Not a dumb question at all.

And I apologize in advance if this sounds like a stock Uber FAQ answer.

This ride I referenced from Chinatown -> USC -> LAX is a great example. We all know a 2.5x (turns out it was actually 2.3x) surge at 2:30 am isn't gonna last long. That one ride you'll probably get becomes a gamble whether it's gonna be minimum fare, 8 miles, or 25. In this case the first ride I got was only a few miles. Had I only opted in for uberX and got this ride, I would've made my $9 or so and gone home after the surge died.

Instead I got the second pool ride that extended this surge from a few miles to 24 and made $64.50. It doesn't happen often, and you can argue this is also a gamble. But it's worth it to me to take everything and hope for the best rather than take myself out of the game and miss out on longer trips which, from my experience, most ride requests when the surge is astronomical are pool rides.

I should mention that in my 4 years of driving Uber, I considered opting out of pool (probably for the same reasons you have) until they started giving these incentives based on ride counts. Which was a good enough reason for me to keep taking them, but I also realized I make more consistent money when I take everything I can.



JimKE said:


> I'm opted out of Poo, so if this is a dumb question I apologize in advance.
> 
> Surge...to me...means that demand has significantly outpaced supply. WHY would you accept a pool ping during a surge?


Here's the trip


----------



## donK (Mar 28, 2017)

JimKE said:


> I'm opted out of Poo, so if this is a dumb question I apologize in advance.
> 
> Surge...to me...means that demand has significantly outpaced supply. WHY would you accept a pool ping during a surge?
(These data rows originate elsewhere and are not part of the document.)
PR #3047, opened 2023-09-13
Improvements to LDAP Configuration page

### LINKED ISSUE #3028: LDAP configuration acts like it saves, but then reverts after refresh
I think I could debug this if I could find the logs but can't seem to find where Minio keeps LDAP logging. 

No matter, when I configure the settings, and hit Save. the configuration saves, shows the settings, but when I click refresh it shows "LDAP Enabled No".

Click on Identity --> LDAP

I configure Minio LDAP to my LDAP server:
Server Insecure: Enabled
Server Address: freeipa.example.com:389
Lookup Bind DN: uid=miniobind,cn=users,cn=accounts,dc=example,dc=com
Lookup Bind Password: <miniobind password>
User DN Search Base:  cn=users,cn=accounts,dc=example,dc=com
User DN Search Filter: (uid=%s)

click "Save" I get forwarded to a page that shows the configuration with all the same settings, and the banner up top "The server is restarting."

"LDAP Enabled"
Yes
Server Address
freeipa.example.com:389
Lookup Bind Password:
<miniobind password>
etc...

I hit refresh button and then it shows
"LDAP Eanbled"
No

## Expected Behavior

When I click Save I would expect that the settings would be saved and the LDAP authenticaiton would work but something seems to be silently erroring. 

Enable Minio in TrueNAS 
Login 
Configure LDAP per instructions above.

## Your Environment

* Version used (`minio --version`):
 minio version RELEASE.2023-07-21T21-12-44Z (commit-id=d004c4538643eb05ea69b919557d5cf7cc332fae)
Runtime: go1.19.11 linux/amd64
License: GNU AGPLv3 <https://www.gnu.org/licenses/agpl-3.0.html>
Copyright: 2015-2023 MinIO, Inc.
* Server setup and configuration: FreeNAS Scale 22.12.3.3
* Operating System and version (`uname -a`): Linux minio-84488457df-6x2sp 5.15.107+truenas minio/minio#1 SMP Tue Jul 25 00:05:02 UTC 2023 x86_64 x86_64 x86_64 GNU/Linux

bexsoft:
fixes #3028 

## What does this do?

- Fixed LDAP Enabled / Disabled calculation
- Removed Password Label from main page to avoid confusion
- Added Re-enter password notice to edit configurations page as this is required for security purposes
- Display LDAP ENV variables in case of configured

## How does it look?

Screenshot 2023-09-13 at 17 31 09
Screenshot 2023-09-13 at 17 26 54
Screenshot 2023-09-13 at 17 21 06
Screenshot 2023-09-13 at 17 18 54
Screenshot 2023-09-13 at 17 17 59
Screenshot 2023-09-13 at 17 17 33
Screenshot 2023-09-13 at 17 17 30
Screenshot 2023-09-13 at 17 17 27

### DIFF
--- a/portal-ui/src/screens/Console/IDP/LDAP/IDPLDAPConfigurationDetails.tsx
+++ b/portal-ui/src/screens/Console/IDP/LDAP/IDPLDAPConfigurationDetails.tsx
@@ -18,15 +18,20 @@ import React, { Fragment, useEffect, useState } from "react";
 import {
   Box,
   Button,
+  ConsoleIcon,
   EditIcon,
   FormLayout,
   Grid,
+  HelpBox,
   InputBox,
   Loader,
   PageLayout,
   RefreshIcon,
   Switch,
   Tabs,
+  Tooltip,
+  ValuePair,
+  WarnIcon,
 } from "mds";
 import { api } from "api";
 import { ConfigurationKV } from "api/consoleApi";
@@ -40,7 +45,6 @@ import {
 } from "../../../../systemSlice";
 import { ldapFormFields, ldapHelpBoxContents } from "../utils";
 import ScreenTitle from "../../Common/ScreenTitle/ScreenTitle";
-import LabelValuePair from "../../Common/UsageBarWrapper/LabelValuePair";
 import PageHeaderWrapper from "../../Common/PageHeaderWrapper/PageHeaderWrapper";
 import AddIDPConfigurationHelpBox from "../AddIDPConfigurationHelpbox";
 import LDAPEntitiesQuery from "./LDAPEntitiesQuery";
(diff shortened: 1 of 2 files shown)


cesnietor:
I'd say that we should disable the other buttons since if you click on them before restarting. 
Screenshot 2023-09-14 at 3 13 01 PM
An example of clicking refresh:
Screenshot 2023-09-14 at 3 17 41 PM
Also it's worth noting that if you dismiss the restart button, there's no other way to restart the server other than that message, we might have to allow that functionality (enhancement) somewhere else cause it can be easily dismissed.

How do you opt out of pool I would like to know for myself


----------



## nickd8775 (Jul 12, 2015)

So if I get a Pool surge ride at bar close, it'll be worth it for me to sit near the dropoff if it isn't matched and not end the trip till it's matched. At the end of a Pool ride, it'll match me with any pool nearby because it won't care which direction the pool is going because the trips done.


----------